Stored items
=====
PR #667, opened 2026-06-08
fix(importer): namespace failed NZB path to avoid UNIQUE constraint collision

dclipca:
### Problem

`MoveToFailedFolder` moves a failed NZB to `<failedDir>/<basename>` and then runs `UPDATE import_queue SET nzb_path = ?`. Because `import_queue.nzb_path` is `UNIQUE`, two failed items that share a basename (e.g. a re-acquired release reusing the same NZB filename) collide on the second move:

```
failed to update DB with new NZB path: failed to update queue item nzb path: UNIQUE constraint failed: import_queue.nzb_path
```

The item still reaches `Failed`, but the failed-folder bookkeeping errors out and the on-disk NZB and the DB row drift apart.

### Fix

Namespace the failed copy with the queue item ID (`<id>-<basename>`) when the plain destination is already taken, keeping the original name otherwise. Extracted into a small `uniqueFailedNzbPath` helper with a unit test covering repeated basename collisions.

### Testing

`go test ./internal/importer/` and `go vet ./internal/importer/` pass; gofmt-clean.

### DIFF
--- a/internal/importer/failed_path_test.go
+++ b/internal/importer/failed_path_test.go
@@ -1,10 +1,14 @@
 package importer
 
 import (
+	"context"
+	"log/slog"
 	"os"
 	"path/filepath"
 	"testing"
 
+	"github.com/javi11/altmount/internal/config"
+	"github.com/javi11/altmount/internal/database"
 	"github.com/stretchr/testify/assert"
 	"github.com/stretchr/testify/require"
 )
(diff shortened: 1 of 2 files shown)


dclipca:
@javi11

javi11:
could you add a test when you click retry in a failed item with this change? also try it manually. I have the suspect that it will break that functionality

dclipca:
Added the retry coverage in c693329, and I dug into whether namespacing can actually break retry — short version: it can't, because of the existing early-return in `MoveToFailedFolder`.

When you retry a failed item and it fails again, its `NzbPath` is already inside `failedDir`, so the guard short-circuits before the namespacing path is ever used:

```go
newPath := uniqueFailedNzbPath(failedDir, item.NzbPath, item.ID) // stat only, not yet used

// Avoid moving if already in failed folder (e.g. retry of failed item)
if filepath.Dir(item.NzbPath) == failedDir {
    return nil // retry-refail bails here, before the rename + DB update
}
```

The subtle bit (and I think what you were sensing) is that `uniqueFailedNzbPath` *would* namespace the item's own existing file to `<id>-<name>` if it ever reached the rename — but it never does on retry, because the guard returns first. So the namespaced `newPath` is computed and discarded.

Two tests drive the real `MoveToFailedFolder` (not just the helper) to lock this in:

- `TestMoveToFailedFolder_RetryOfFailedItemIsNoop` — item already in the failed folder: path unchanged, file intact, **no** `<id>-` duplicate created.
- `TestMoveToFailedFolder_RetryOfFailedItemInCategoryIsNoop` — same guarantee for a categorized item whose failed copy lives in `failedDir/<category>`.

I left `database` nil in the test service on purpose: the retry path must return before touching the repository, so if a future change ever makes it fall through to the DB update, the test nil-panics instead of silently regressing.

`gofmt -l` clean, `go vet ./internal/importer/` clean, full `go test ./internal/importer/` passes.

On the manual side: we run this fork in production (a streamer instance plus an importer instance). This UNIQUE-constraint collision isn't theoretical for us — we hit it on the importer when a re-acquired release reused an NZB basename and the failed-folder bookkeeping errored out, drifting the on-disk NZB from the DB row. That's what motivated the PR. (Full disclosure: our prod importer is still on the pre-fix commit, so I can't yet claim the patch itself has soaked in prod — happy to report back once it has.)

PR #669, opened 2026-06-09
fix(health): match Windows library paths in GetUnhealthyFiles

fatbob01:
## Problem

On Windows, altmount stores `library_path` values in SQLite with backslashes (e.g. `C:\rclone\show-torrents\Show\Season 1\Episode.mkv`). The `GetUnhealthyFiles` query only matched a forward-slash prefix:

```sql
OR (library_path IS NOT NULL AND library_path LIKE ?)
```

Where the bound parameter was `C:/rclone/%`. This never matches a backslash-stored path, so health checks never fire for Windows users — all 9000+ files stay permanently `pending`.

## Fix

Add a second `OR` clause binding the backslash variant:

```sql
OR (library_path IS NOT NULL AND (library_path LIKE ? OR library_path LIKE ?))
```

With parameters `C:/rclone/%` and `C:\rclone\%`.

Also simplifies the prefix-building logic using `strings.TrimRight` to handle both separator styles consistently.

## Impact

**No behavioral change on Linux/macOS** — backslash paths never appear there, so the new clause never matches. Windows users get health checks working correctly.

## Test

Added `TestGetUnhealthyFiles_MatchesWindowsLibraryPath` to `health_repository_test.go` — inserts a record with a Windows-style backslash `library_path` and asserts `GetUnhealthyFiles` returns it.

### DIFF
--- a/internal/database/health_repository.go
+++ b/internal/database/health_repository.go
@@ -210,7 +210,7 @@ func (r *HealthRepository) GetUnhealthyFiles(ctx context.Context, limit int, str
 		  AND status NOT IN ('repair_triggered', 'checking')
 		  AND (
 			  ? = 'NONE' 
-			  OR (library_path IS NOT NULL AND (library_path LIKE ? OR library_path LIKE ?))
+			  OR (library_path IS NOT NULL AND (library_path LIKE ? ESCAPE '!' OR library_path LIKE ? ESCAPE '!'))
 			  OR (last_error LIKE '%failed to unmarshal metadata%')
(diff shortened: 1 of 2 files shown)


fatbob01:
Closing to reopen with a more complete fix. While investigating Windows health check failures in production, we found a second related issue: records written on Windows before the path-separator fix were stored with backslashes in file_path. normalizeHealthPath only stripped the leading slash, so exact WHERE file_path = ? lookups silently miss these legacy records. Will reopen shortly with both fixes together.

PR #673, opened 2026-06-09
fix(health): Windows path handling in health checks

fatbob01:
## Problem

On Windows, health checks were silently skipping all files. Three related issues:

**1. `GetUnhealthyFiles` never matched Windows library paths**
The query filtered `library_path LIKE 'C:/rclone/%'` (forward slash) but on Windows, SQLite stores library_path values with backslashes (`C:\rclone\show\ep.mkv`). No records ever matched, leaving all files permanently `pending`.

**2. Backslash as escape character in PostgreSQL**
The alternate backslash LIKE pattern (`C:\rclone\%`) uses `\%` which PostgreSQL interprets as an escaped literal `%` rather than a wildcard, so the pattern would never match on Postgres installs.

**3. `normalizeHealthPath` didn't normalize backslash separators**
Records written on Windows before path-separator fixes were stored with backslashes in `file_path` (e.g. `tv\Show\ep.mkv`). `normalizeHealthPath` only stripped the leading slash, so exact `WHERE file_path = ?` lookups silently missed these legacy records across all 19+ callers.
=====
• [Task to complete] Each line from the one containing "Windows library paths**" through the last line of the entries is to be copied exactly, with no other lines added.

• [Answer below]
**1. `GetUnhealthyFiles` never matched Windows library paths**
The query filtered `library_path LIKE 'C:/rclone/%'` (forward slash) but on Windows, SQLite stores library_path values with backslashes (`C:\rclone\show\ep.mkv`). No records ever matched, leaving all files permanently `pending`.

**2. Backslash as escape character in PostgreSQL**
The alternate backslash LIKE pattern (`C:\rclone\%`) uses `\%` which PostgreSQL interprets as an escaped literal `%` rather than a wildcard, so the pattern would never match on Postgres installs.

**3. `normalizeHealthPath` didn't normalize backslash separators**
Records written on Windows before path-separator fixes were stored with backslashes in `file_path` (e.g. `tv\Show\ep.mkv`). `normalizeHealthPath` only stripped the leading slash, so exact `WHERE file_path = ?` lookups silently missed these legacy records across all 19+ callers.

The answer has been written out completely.